ClawHub

Openjobs Ai Talent Search

Security checks across static analysis, malware telemetry, and agentic risk

Overview

This is a coherent OpenJobs AI scholar-search skill, but its setup instructions could expose the required API key by printing it or having the user paste it into chat.

Before installing, be prepared to configure MIRA_KEY securely yourself. Do not let the assistant print the key with `echo $MIRA_KEY` or paste the key into chat; use a secret manager or environment configuration instead. Expect scholar search criteria to be sent to OpenJobs AI.

Static analysis

No static analysis findings were reported for this release.

VirusTotal

VirusTotal findings are pending for this skill version.

View on VirusTotal

Risk analysis

Artifact-based informational review of SKILL.md, metadata, install specs, static scan signals, and capability signals. ClawScan does not execute the skill or run runtime probes.
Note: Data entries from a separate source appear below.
PR #172, opened 2021-09-11
created a variable called useSQLite which can be changed depending on…

### LINKED ISSUE #164: Make docker optional
Docker makes more sense in a dev environment, but right now it is just slowing down the development process alot.

Make docker optional! One approach would be to have another connection string for a local postgre db and then we can simply switch the connection string for the AddDbContext.

https://docs.microsoft.com/en-us/ef/core/managing-schemas/migrations/providers?tabs=dotnet-core-cli

chrisK00:
… if you want to run the db with docker and npgsql

I tried following https://docs.microsoft.com/en-us/ef/core/managing-schemas/migrations/providers?tabs=dotnet-core-cli the second example (Using one context type) considering the first one would force us to change our codebase. I could not get it working unfortunately. The suggested solution here did nhttpsot work: ://github.com/dotnet/efcore/issues/14399

That is why i did the simplest thing possible, a on and off switch in the code. Managing migrations will be a challenge but at least we can work on the project now without docker. If anyone has a solution on the "using one context type" from the docs you are more than welcome to modify this branch.

closes #164


HellHunterMax (approved):
Great easy way to choose what to test the project with!

PR #173, opened 2021-09-15
Added authorisation logic to front end

### LINKED ISSUE #171: Add business logic to login components

PilgrimViis:
Finally, I'm done. I've changed the issue because the pull request is big enough and if registration will be in another one it'll be more convenient for a reviewer.

Shortlist of changes:
Added profile page for login testing purposes, which definitely requires a touch of a design. Added auth-interceptor to pass token towards backend with requests.


Client/src/app/_services/account.service.ts
```diff
@@ -26,12 +49,48 @@ export class AccountService {
...
+  }
+
+  private setCurrentUser(user: User) {
     this.currentUser.next(user);
   }
 
-  logout() {
-    localStorage.removeItem('user');
-    this.currentUser.next(undefined);
+  private handleError(error: HttpErrorResponse, showError: (message: string) => void) {
```
HellHunterMax: Backend returns a 400 when user is not found.

Server/JokesOnYou.Web.Api/appsettings.json
```diff
@@ -1,6 +1,6 @@
 {
   "ConnectionStrings": {
-    "PostgresConnectionString": "User ID=jokeuser;Password=password;Server=db;Port=5432;Database=jokesdb;Integrated Security=true;Pooling=true"
+    "PostgresConnectionString": "User ID=jokeuser;Password=password;Server=localhost;Port=5432;Database=jokesdb;Integrated Security=true;Pooling=true"
```
HellHunterMax: for me this line did not work.
i changed it back to "User ID=jokeuser;Password=password;Server=db;Port=5432;Database=jokesdb;Integrated Security=true;Pooling=true"
then it worked again.

HellHunterMax (approved):
seems to work fine. some edits were needed for it to run on my machine though.
The Joke details page seemed not to load.
I had to change the route to it from the jokes page so inside joke-card.component change the route to <a [title]="joke.premise" [routerLink]="['/joke/', joke.id]"> 
then that should work as well.

I also had do change the environments apiUrl: 'http://localhost:8000/api/'

Don't know if some of these issues are just mine though.

Client/src/app/_services/account.service.ts
chrisK00: We should also make use of interceptors, https://angular.io/api/common/http/HttpInterceptor that way we can centralize our exception logic and if needed navigate the user to a "error page". This might be a good way to introduce a package such as toastr for some smooth notifications

Server/JokesOnYou.Web.Api/Exceptions/WrongCredentialsException.cs
```diff
@@ -0,0 +1,19 @@
+﻿using System;
+
+namespace JokesOnYou.Web.Api.Exceptions
+{
+    public class WrongCredentialsException : Exception
```
chrisK00: Im being quite picky here but naming this BadCredentialsException might be more appropiate

Server/JokesOnYou.Web.Api/Middlewares/ExceptionMiddleware.cs
```diff
@@ -36,6 +36,7 @@ public async Task InvokeAsync(HttpContext context)
                     AppException => (int)HttpStatusCode.BadRequest,
                     UserRegisterException => (int)HttpStatusCode.BadRequest, //consider using built in ArgumentException. 
                     UserLoginException => (int)HttpStatusCode.Unauthorized,
+                    WrongCredentialsException => (int)HttpStatusCode.Forbidden,
```
chrisK00: Shouldnt this be a 401 unauthorized?

chrisK00 (approved):
Good stuff, keep it going Viis!

Server/JokesOnYou.Web.Api/Middlewares/ExceptionMiddleware.cs
HellHunterMax: One Line above there is also the user login exception which could be used.

Client/src/app/_services/account.service.ts
PilgrimViis: @chrisK00 I like the idea. Done.

PR #176, opened 2021-09-17
1. Removed all traces of docker including the docker compose file.yml

### LINKED ISSUE #175: Bye Docker
Since docker is not adding any value to the project right now but rather introducing more complexity, less time for the actual project and less welcoming to devs it is best to remove it.

chrisK00:
2. removed sqllite package since its not being used anymore
3. configured sql server in order to provide a connection string that works for everyone
4. To use the project write update-database in order for the database to be created and then run like you would normally do


HellHunterMax (approved):
If we want to use SQL Server this is fine and approved.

#ASI03: Identity and Privilege Abuse
Medium
What this means

Your OpenJobs AI API key could be revealed outside a secure secret store, allowing unintended use of your account if logs or transcripts are accessible.

Why it was flagged

The API key is expected for this service, but printing it with `echo` or asking the user to paste it into the interaction can expose the credential in model context, terminal history, or logs.

Skill content
Check the `MIRA_KEY` environment variable: `echo $MIRA_KEY` ... ask them to provide it, then set it as an environment variable
Recommendation

Set MIRA_KEY yourself using a secure environment or secret manager, do not paste the key into chat, and check for its presence without printing the value.
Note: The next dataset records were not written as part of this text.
PR #184, opened 2021-09-25
Add: Jokes search by Filters;

### LINKED ISSUE #91: feature: Get jokes by Filter

HellHunterMax:
Easy to add new jokes by adding a new filter with the IFilter interface and adding it to the JokeFiltersDto and adding it in JokesService.

How about this?

Closes: #91

### DIFF
--- a/Server/JokesOnYou.Web.Api/Repositories/JokesRepository.cs
+++ b/Server/JokesOnYou.Web.Api/Repositories/JokesRepository.cs
@@ -8,6 +8,9 @@ using Microsoft.EntityFrameworkCore;
 using System.Collections.Generic;
 using System.Threading.Tasks;
 using JokesOnYou.Web.Api.Models.Response;
+using JokesOnYou.Web.Api.Models.Interfaces;
+using System.Linq;
+using System.Data;
 
 namespace JokesOnYou.Web.Api.Repositories
 {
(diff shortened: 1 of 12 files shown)


chrisK00:
Good idea but there's something very important we need to have a look at
We chose to do a sort of N-tier architecture in order to decouple the components from each other, which is another reason we choose repository pattern because we want to abstract away our data access layer.

Whats happening here is that we are providing an expression from another layer as if it were a generic repository pattern. 

This could be simplified in to 
 ```
 class JokesParams
    {
        public string Search { get; set; } //search for any joke that contains the text
        public string AuthorId { get; set; } //search for a specific author's joke
        public int MinLikes { get; set; }
        public int MaxLikes { get; set; } 
    }
```

File: Server/JokesOnYou.Web.Api/Repositories/JokesRepository.cs [hunk 1]
```diff
@@ -37,5 +40,19 @@ public JokesRepository(DataContext context, IMapper mapper)
             await _context.Jokes.ProjectTo<JokeReplyDto>(_mapper.ConfigurationProvider)
                                 .FirstOrDefaultAsync(j => j.Id == id);
         public void DeleteJoke(Joke joke) => _context.Jokes.Remove(joke);
+
+        public async Task<IEnumerable<JokeReplyDto>> GetFilterdJokesAsync(IEnumerable<IFilter> filters)
+        {
+            var jokes = from j in _context.Jokes
```
chrisK00, line 46: We are not using query syntax in other places so might be a good idea to be consistent

chrisK00 (changes requested):

HellHunterMax:
@chrisK00 Thanks for the comments I agree with them and I'll have a look tonight! thanks! learnt a lot from this though!

PR #139, opened 2025-03-31
Move command from 2025-robot-code to coppercore

avidraccoon:


avidraccoon:
@aidnem @godmar I dont think we even need this do we?

PR #146, opened 2025-04-17
145 make jsonsync more powerful

avidraccoon:
Add support for java polymorphism (Basicly determine type from a json value)
Add ability to add custom type adapters outside of copper core. (A feature I don't expect to be used but could be useful)


jkleiber:
@avidraccoon - could you update the PR description to give some high level overview of what this change is before I review this?

avidraccoon:
@jkleiber is the new description good?

parameter_tools/src/main/java/coppercore/parameter_tools/json/JSONSyncConfigBuilder.java
```diff
@@ -68,12 +78,39 @@ public JSONSyncConfigBuilder setLongSerializationPolicy(
...
+        typeAdapters.add(new Pair<>(clazz, adapter));
+        return this;
+    }
+
+    public <T> JSONSyncConfigBuilder addJsonTypeAdapter(Class<T> clazz, TypeAdapter<T> adapter) {
+        typeAdapters.add(new Pair<>(clazz, adapter));
+        return this;
+    }
+
+    public <T> JSONSyncConfigBuilder settupPolymorphAdapter(Class<T> clazz) {
```
jkleiber, line 97: `setUpPolymorphAdapter` -> Spelling pls

jkleiber (commented):
Thanks for the updated description, that made it much easier to review. Also, could you add a unit test for the custom type adapter case? I think you added one for the polymorphism case only

avidraccoon:
> Thanks for the updated description, that made it much easier to review. Also, could you add a unit test for the custom type adapter case? I think you added one for the polymorphism case only

Both the custom adapter and polymorphism use the same interface behind the scene only reason there is separate methods is for type safety and not having to guess the type it wants.

jkleiber (approved):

#ASI02: Tool Misuse and Exploitation
Low
What this means

Scholar search filters you provide are sent to OpenJobs AI, and requests are authenticated with your API key.

Why it was flagged

The skill directs the agent to make shell-based network requests to the OpenJobs AI API. This is central to the skill's purpose, but users should notice that their queries and API key are used with an external service.

Skill content
curl -X POST "https://mira-api.openjobs-ai.com/v1/..." -H "Authorization: Bearer $MIRA_KEY"
Recommendation

Use the skill only for intended OpenJobs AI searches and avoid submitting sensitive private information in search filters unless you are comfortable sending it to that provider.